## What to produce
In the data below, find every line with the word "submitGrade" and copy it out.

## Given records

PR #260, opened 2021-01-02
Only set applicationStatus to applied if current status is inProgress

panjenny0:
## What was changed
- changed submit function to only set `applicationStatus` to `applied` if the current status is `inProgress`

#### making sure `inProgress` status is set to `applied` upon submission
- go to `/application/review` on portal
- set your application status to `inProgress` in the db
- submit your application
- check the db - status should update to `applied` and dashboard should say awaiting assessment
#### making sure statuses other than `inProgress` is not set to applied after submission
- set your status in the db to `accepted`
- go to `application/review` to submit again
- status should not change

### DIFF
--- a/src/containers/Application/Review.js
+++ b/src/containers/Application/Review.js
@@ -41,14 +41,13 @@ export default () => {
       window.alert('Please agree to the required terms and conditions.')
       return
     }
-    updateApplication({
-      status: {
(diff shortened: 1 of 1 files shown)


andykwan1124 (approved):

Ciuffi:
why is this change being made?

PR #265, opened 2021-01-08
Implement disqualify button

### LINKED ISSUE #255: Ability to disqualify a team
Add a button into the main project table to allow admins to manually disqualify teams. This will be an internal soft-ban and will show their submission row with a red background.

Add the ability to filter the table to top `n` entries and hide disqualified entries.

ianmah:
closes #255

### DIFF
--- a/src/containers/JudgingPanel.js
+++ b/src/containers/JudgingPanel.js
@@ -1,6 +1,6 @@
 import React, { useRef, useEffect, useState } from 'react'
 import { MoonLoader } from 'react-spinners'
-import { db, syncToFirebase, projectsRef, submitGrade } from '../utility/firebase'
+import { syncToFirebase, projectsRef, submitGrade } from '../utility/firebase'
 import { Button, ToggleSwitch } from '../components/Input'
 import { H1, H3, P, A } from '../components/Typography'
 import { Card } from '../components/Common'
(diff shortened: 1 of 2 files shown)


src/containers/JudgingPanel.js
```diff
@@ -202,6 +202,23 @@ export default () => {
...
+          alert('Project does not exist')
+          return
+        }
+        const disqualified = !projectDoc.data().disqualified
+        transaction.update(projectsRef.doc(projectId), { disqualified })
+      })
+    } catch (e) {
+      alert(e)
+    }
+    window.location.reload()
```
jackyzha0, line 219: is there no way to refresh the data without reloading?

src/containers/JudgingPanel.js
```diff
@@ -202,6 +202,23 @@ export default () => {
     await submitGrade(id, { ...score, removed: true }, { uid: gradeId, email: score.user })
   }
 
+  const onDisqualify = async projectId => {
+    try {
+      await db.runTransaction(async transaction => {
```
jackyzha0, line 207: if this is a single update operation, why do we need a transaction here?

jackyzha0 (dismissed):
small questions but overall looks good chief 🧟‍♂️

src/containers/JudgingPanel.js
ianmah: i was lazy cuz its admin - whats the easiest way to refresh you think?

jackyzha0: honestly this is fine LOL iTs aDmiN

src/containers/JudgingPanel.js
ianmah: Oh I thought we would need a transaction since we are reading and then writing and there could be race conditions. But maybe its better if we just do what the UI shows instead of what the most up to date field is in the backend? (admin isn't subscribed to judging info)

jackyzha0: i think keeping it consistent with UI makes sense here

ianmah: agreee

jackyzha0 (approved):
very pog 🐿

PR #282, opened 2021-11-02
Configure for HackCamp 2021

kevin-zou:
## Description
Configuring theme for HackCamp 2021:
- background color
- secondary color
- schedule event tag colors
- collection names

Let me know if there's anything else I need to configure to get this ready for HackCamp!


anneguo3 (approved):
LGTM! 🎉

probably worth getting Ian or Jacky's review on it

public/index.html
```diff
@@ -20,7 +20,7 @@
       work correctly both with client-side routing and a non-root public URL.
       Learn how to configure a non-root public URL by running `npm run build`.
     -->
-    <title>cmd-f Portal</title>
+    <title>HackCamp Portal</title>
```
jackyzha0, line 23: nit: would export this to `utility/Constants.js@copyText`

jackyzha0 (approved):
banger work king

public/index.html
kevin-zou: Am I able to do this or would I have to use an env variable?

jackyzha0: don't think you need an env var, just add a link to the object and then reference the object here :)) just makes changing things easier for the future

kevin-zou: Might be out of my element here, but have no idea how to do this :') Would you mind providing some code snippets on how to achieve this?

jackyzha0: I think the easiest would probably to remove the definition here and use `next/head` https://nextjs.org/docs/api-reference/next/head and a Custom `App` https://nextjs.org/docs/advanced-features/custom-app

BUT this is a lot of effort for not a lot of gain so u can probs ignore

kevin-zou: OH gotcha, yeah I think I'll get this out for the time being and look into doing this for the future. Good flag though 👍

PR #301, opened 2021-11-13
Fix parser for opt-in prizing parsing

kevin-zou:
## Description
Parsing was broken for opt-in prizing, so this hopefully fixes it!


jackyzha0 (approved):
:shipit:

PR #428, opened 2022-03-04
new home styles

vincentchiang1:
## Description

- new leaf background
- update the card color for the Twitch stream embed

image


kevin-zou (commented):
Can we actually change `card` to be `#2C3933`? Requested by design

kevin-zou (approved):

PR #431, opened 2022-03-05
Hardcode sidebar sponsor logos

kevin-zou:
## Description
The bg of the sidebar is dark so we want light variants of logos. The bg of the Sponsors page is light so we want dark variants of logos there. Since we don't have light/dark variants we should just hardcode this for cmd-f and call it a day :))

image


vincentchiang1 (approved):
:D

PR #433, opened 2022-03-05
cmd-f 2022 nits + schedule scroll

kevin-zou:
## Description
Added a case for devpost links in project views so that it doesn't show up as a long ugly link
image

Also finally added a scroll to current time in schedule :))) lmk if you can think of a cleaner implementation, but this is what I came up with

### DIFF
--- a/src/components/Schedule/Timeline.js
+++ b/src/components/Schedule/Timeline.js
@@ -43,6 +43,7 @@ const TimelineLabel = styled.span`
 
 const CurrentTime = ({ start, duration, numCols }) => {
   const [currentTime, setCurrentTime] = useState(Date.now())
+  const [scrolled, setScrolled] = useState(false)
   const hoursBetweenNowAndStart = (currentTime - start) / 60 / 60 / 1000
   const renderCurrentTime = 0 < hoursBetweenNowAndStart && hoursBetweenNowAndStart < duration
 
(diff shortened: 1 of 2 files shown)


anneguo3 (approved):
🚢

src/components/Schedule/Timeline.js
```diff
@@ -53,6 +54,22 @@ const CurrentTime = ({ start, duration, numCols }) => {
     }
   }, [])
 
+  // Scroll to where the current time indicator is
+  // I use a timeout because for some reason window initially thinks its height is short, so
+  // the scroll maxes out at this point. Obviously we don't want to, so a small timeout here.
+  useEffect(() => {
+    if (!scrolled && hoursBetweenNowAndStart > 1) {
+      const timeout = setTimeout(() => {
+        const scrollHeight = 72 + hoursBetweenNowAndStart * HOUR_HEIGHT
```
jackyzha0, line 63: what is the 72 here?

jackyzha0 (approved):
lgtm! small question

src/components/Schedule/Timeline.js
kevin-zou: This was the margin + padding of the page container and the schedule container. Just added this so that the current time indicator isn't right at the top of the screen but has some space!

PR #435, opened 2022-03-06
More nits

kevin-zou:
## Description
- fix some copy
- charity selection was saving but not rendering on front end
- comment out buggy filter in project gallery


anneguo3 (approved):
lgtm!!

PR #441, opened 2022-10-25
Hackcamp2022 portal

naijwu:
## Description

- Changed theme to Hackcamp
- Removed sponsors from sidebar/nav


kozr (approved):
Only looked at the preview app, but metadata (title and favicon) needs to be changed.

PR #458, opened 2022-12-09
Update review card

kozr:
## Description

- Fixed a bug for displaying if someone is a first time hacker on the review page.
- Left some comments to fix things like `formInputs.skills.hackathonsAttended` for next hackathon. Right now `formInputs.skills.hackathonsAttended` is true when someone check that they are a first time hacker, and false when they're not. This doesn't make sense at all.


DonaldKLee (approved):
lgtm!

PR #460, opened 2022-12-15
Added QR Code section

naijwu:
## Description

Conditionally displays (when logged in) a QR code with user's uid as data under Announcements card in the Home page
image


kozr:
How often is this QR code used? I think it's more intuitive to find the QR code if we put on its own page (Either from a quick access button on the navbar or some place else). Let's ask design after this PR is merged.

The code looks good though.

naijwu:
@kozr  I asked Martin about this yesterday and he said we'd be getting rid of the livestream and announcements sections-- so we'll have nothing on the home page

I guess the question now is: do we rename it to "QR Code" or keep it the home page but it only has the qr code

## Solution below
-import { db, syncToFirebase, projectsRef, submitGrade } from '../utility/firebase'
+import { syncToFirebase, projectsRef, submitGrade } from '../utility/firebase'
     await submitGrade(id, { ...score, removed: true }, { uid: gradeId, email: score.user })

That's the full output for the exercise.